In the first such field day in Aileu in 2004, 46% of the variation in variety preference was due to taste Figure 1), whereas just 4% of the variation in preference was due to yield (Figure 2). The two most popular genotypes (each rated by over 80% of respondents as “very good”) were both judged to have a very sweet taste, but neither had exceptional yields.

Figure 1. Percentage of farmers who gave a score of “very good” compared to the perceived taste of 33 cassava genotypes in Aileu, October 2004

Figure 2. Percentage of farmers who gave a score of “very good” compared to the yield of 33 cassava genotypes in Aileu, October 2004.

The importance of the taste of the raw tuber as a predictor for farmer preference was confirmed by three subsequent field days, as was the fact that yield is a poor predictor of preference (Table 1).

Table 1. The extent to which farmer preference for a range of cassava genotypes correlates with taste and yield, based on four field days conducted by Seeds of Life in East Timor.

Location

Date

Correlation between farmers’
preference and yield (r)

Correlation between farmers’
preference and taste (r)

Aileu

October 2004

0.16

0.41

Betano

January 2005

-.161

0.45

Aileu

October 2005

-0.04

0.89

Maliana

October 2005

0.45

0.57

In response to this information, only genotypes judged as sweet or very sweet, which also have above average yield, have been selected for on-farm trials.

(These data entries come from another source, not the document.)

PR #51, opened 2026-04-06
fix(monitoring): wire Sentry and Prometheus — both were dead code

mando222:
Sentry: init_sentry() was defined but never called. Added call in backend/main.py at startup (no-op when SENTRY_DSN is unset).

Prometheus: init_prometheus_metrics() defined metrics as local variables that were immediately garbage-collected. Moved metrics to module level, added PrometheusMiddleware (records request count + duration), and added /metrics endpoint on the backend at port 6987.

Adds 13 unit tests covering Sentry init behavior, before_send filter, Prometheus availability, middleware bypass for /metrics, and the get_metrics_response helper. Tests run without sentry-sdk or prometheus-client installed via sys.modules stubs.

### DIFF
--- a/backend/main.py
+++ b/backend/main.py
@@ -66,6 +66,7 @@ from api.detection_rules import router as detection_rules_router
 from api.orchestrator import router as orchestrator_router
 
 from core.rate_limit import rate_limit_dependency
+from monitoring import init_sentry, PROMETHEUS_AVAILABLE, PrometheusMiddleware, get_metrics_response
 
 # Configure logging
 log_dir = Path.home() / '.deeptempo'
@@ -81,6 +82,9 @@ logging.basicConfig(
 )
 
 logger = logging.getLogger(__name__)
+
+# Initialize Sentry as early as possible (no-op if SENTRY_DSN is unset)
+init_sentry()
 
 # Create FastAPI app
 app = FastAPI(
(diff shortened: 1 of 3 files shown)


mattmorr1:
a few other notes: reading the metrics we are using, not sure if these are the only ones we want: maybe expose cost (i was also going to update cost to pull api cost in future api since rn it's hard coded) 

active_cases_total, findings_processed_total are defined but not set properly. 

claude had some ideas:
 Cost/LLM                                                                                        
  - vigil_llm_input_tokens_total, vigil_llm_output_tokens_total, vigil_llm_cost_usd_total
  - vigil_orchestrator_hourly_cost_usd gauge (budget guardrail visibility)                                                                      
                                                            
  Investigations/Agents                                                                                                                         
  - vigil_orchestrator_active_agents gauge                  
  - vigil_orchestrator_investigations_completed_total / failed_total                                                                            
  - vigil_agent_tool_calls_total{tool_tier} — especially approval-tier calls
                                                                                                                                                
  Pipeline health                                                                                                                               
  - vigil_poller_findings_total{source} + vigil_poller_errors_total{source} — detect broken integrations                                        
  - vigil_processor_triage_duration_seconds histogram — LLM triage latency                                                                      
  - vigil_responder_auto_executed_total vs vigil_responder_escalated_total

Farmer field days have also shown other traits that are prized by farmers. One such trait is long thin “stems” on the edible roots, which facilitate the selective harvesting of roots without damaging or harming other roots. Other preferences include low stem branching and a purple inner skin colour.

Maize Field Days

During maize field days, farmers were asked to record their preference for the 20 maize populations tested. Although the highest yielding maize populations received the most votes, many votes were also given to a local maize population with half the yield of the new introductions. In later focus groups, farmers expressed the view that they chose the local population because of its reputation as weevil-resistant and able to be stored for more than 12 months. Farmers were therefore choosing to forgo a doubling of their maize yield, if the maize could be stored for a 12 month period. As a result, measuring weevil tolerance is now standard practice for variety evaluation. In response to farmers showing a preference for white maize, all recently sourced maize genotypes were white.

Targeted On-Farm Research

In response to farmers’ perception that new genotypes are weevil-susceptible, and therefore do not keep well, some targeted research with farmers was conducted concerning maize storage. With 18 farmer groups, new and traditional maize genotypes were stored using traditional methods as well as in sealed plastic containers. This on-farm research confirmed that modern genotypes available to Timorese farmers are more weevil-susceptible, but also demonstrated that if sealed storage is used for maize grain, new genotypes can be stored as well as the traditional genotypes (Oxfam 2004).

On-Farm Maize and Peanut Trials

In the 2005-2006 season, 169 of the 199 on-farm maize trials were harvested. Average yield of the local maize checks was 1.9 t/ha, compared to 2.9 and 2.6 t/ha for the test varieties Suwan 5 and LYDMR. After harvest, 166 of the 169 participating farming families indicated that they would plant the new varieties in the next season. The harvested grain is being stored by each farming family, and will be evaluated for storability, taste and other characteristics.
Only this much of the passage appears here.